**Task instructions**
Each and every line of the data must appear exactly as given.

[Information shown — start]

Issue #204, opened 2015-07-15
BalancedConsumer incorrectly handles loss of its ephemeral zookeeper nodes


fortime:
Once the connection from one consumer to zookeeper losts, the consumer_id on zookeeper will be deleted. After reconnecting to zookeeper, rebalancing of this consumer will fail. The following line at func `_decide_partitions`:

[Information shown — finish]

**Exercise result**
Issue #204, opened 2015-07-15
BalancedConsumer incorrectly handles loss of its ephemeral zookeeper nodes


fortime:
Once the connection from one consumer to zookeeper losts, the consumer_id on zookeeper will be deleted. After reconnecting to zookeeper, rebalancing of this consumer will fail. The following line at func `_decide_partitions`:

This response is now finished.